= Beginning of Section =
PR #1156, opened 2018-11-17
Setting up a VS Code debugger launch.json config file

Dan503:
This makes it immensly easier to debug autoprefixer bugs in VS Code because you can set up break points and have them trigger while running the `gulp play` task.

To take advantage of this, add some breakpoints to one of the core Autoprefixer js files.

VS-Code Break JS point

Now go to the Debug panel and make sure that "Gulp play" is the selected debug option (it should be selected by default).

Debug panel button and the "Gulp play" debug option

Click the green play button.

Green play button

You are now running the `gulp play` task in debug mode. Gulp will function the same as if you typed `gulp play` directly into the terminal with the key exception being that the code will pause execution wherever you have placed breakpoints making bugs immensely easier to debug.

I've also added the default `gulp build` task into the config file as an extra option if you don't want the debugger process to run continuously once started.

(@bogdan0083 Merry Christmas 😜)

### DIFF
--- a/.vscode/launch.json
+++ b/.vscode/launch.json
@@ -1,0 +1,26 @@
+{
+	// Use IntelliSense to learn about possible attributes.
+	// Hover to view descriptions of existing attributes.
+	// For more information, visit: https://go.microsoft.com/fwlink/?linkid=830387
+	"version": "0.2.0",
+	"configurations": [
+		{
+			"type": "node",
+			"request": "launch",
+			"name": "Gulp play",
+			"program": "${workspaceFolder}/node_modules/gulp/bin/gulp.js",
+			"args": [
+				"play"
+			]
+		},
+		{
+			"type": "node",
+			"request": "launch",
+			"name": "Gulp build",
+			"program": "${workspaceFolder}/node_modules/gulp/bin/gulp.js",
+			"args": [
+				"build"
+			]
+		}
+	]
+}


bogdan0083:
Hey hey! 😀 This debug feature is awesome and I've been using it for quite a long time developing features for autoprefixer. I'm certainly for it 🔥

ai:
Do you need to put it to npm package? Or you just want it in your local repository?

ai:
> I'll add it to npmignore.

:+1:

Dan503:
Wait, don't close it! I said **npmignore** not gitignore.

It still needs to be saved into git for everyone to take advantage of the debugging feature, it just doesn't need to downloaded to everyone's computer when they npm install.

ai:
> It still needs to be saved into git for everyone to take advantage of the debugging feature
= End of Section =
*EXERCISE BRIEF*. Each line of the data above must be restated word for word.

*RESULT OF THIS EXERCISE*.
PR #1156, opened 2018-11-17
Setting up a VS Code debugger launch.json config file

Dan503:
This makes it immensly easier to debug autoprefixer bugs in VS Code because you can set up break points and have them trigger while running the `gulp play` task.

To take advantage of this, add some breakpoints to one of the core Autoprefixer js files.

VS-Code Break JS point

Now go to the Debug panel and make sure that "Gulp play" is the selected debug option (it should be selected by default).

Debug panel button and the "Gulp play" debug option

Click the green play button.

Green play button

You are now running the `gulp play` task in debug mode. Gulp will function the same as if you typed `gulp play` directly into the terminal with the key exception being that the code will pause execution wherever you have placed breakpoints making bugs immensely easier to debug.

I've also added the default `gulp build` task into the config file as an extra option if you don't want the debugger process to run continuously once started.

(@bogdan0083 Merry Christmas 😜)

### DIFF
--- a/.vscode/launch.json
+++ b/.vscode/launch.json
@@ -1,0 +1,26 @@
+{
+	// Use IntelliSense to learn about possible attributes.
+	// Hover to view descriptions of existing attributes.
+	// For more information, visit: https://go.microsoft.com/fwlink/?linkid=830387
+	"version": "0.2.0",
+	"configurations": [
+		{
+			"type": "node",
+			"request": "launch",
+			"name": "Gulp play",
+			"program": "${workspaceFolder}/node_modules/gulp/bin/gulp.js",
+			"args": [
+				"play"
+			]
+		},
+		{
+			"type": "node",
+			"request": "launch",
+			"name": "Gulp build",
+			"program": "${workspaceFolder}/node_modules/gulp/bin/gulp.js",
+			"args": [
+				"build"
+			]
+		}
+	]
+}


bogdan0083:
Hey hey! 😀 This debug feature is awesome and I've been using it for quite a long time developing features for autoprefixer. I'm certainly for it 🔥

ai:
Do you need to put it to npm package? Or you just want it in your local repository?

ai:
> I'll add it to npmignore.

:+1:

Dan503:
Wait, don't close it! I said **npmignore** not gitignore.

It still needs to be saved into git for everyone to take advantage of the debugging feature, it just doesn't need to downloaded to everyone's computer when they npm install.

ai:
> It still needs to be saved into git for everyone to take advantage of the debugging feature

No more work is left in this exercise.